Try it......... you might be surprised.
Orca, ADN, ASN, RN
2,066 Posts
Borderlines push everyone's buttons. Many of the worst patients I had were Axis I - Bipolar disorder Axis II - Borderline personality disorder. Give them a nasty disposition and lots of energy to fuel it.
Borderlines are continually testing (and contesting) others. If you shy away from them or reject them because of their aberrant behavior, they see it as confirmation that people don't like them. It is the ultimate self-fulfilling prophecy. They perceive that others do not like them, and they behave in a way that pretty much ensures that this is the case.
Many borderlines are insufferable to deal with. Nothing ever seems to please them. When we got an acute case on the unit, we often took turns dealing with the patient so that one person did not get stuck with the whole task for eight hours.

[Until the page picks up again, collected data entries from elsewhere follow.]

PR #7512, opened 2018-03-08
[bcl] Fix test build with mcs

akoeplinger:
It'd fail with the following errors since e6de24c2d196b064e64aeea6e45350e985a1bb23:

```
MCS     [net_4_x-darwin] net_4_x_System.Data.OracleClient_test.dll
Test/System.Data.OracleClient.jvm/MonoTests.System.Data.Utils/ADONetTesterClass.cs(337,71): error CS0012: The type `System.Xml.Serialization.IXmlSerializable' is defined in an assembly that is not referenced. Consider adding a reference to assembly `System.Xml, Version=4.0.0.0, Culture=neutral, PublicKeyToken=b77a5c561934e089'

...

MCS     [net_4_x-darwin] net_4_x_System.Json.Microsoft_test.dll
Test/System.Json/JsonValueTest.cs(23,12): error CS0012: The type `System.Dynamic.IDynamicMetaObjectProvider' is defined in an assembly that is not referenced. Consider adding a reference to assembly `System.Core, Version=4.0.0.0, Culture=neutral, PublicKeyToken=b77a5c561934e089'

...

MCS     [net_4_x-darwin] DummyAssembly.dll
error CS0518: The predefined type `System.Object' is not defined or imported
error CS0518: The predefined type `System.ValueType' is not defined or imported
```

@marek-safar this sounds like mcs bugs to me as it compiles fine with csc.

PR #7531, opened 2018-03-09
[System.Windows.Forms] Fixes tests build

marek-safar:


akoeplinger:
I've merged this into https://github.com/mono/mono/pull/7512.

Patience and reflection are your best tools.
sjoe
2,099 Posts
Janey--all I can say is that apparently you don't have borderline personality disordered people in the UK, or you'd not say that. I guess there are all over HERE.
If you'd like to learn more about the subject in an easy way, may I suggest reading "Prozac Nation." It is a personal account of a young woman who has chronic depresssion and MANY borderline characteristics.
(Sometimes good intentions are simply not enough.)
I'm with you, sjoe. Cuddle and coddle a borderline, and you have opened up the floodgates of bizarre, aberrant and confrontational behaior. You are reinforcing the very behaviors you are trying to extinguish. Smile at them at just the wrong time, and they may try to take your head off.
Nurturing and smiling may work with other types of patients, but borderlines require a firm hand. Even then, progress is very gradual.
Did Sjoe and Orca read the question under discussion ?????
It wasn't about a young BPD patient. That was a question posted elsewhere, had I wished to answer that question, I would have responded quite differently.
The question was about the maipulative behaviour of a patient with 'a mild fluctuating dementia' who is in LTC.
The features of a Dementia is global impairment in cognitive functioning (this includes memory). Now I deduced from the question this was and elderly person since its mostly elderly in such a setting!!!!
I dont know about the USA, but in the UK with a diagnoses of such then would allow for memory impairment, and traditional management of BPD is hardly suitable in this instance.
No Sjoe BPD doesn't discriminate, and occurs in other parts of the world. I wonder at such a comment !!.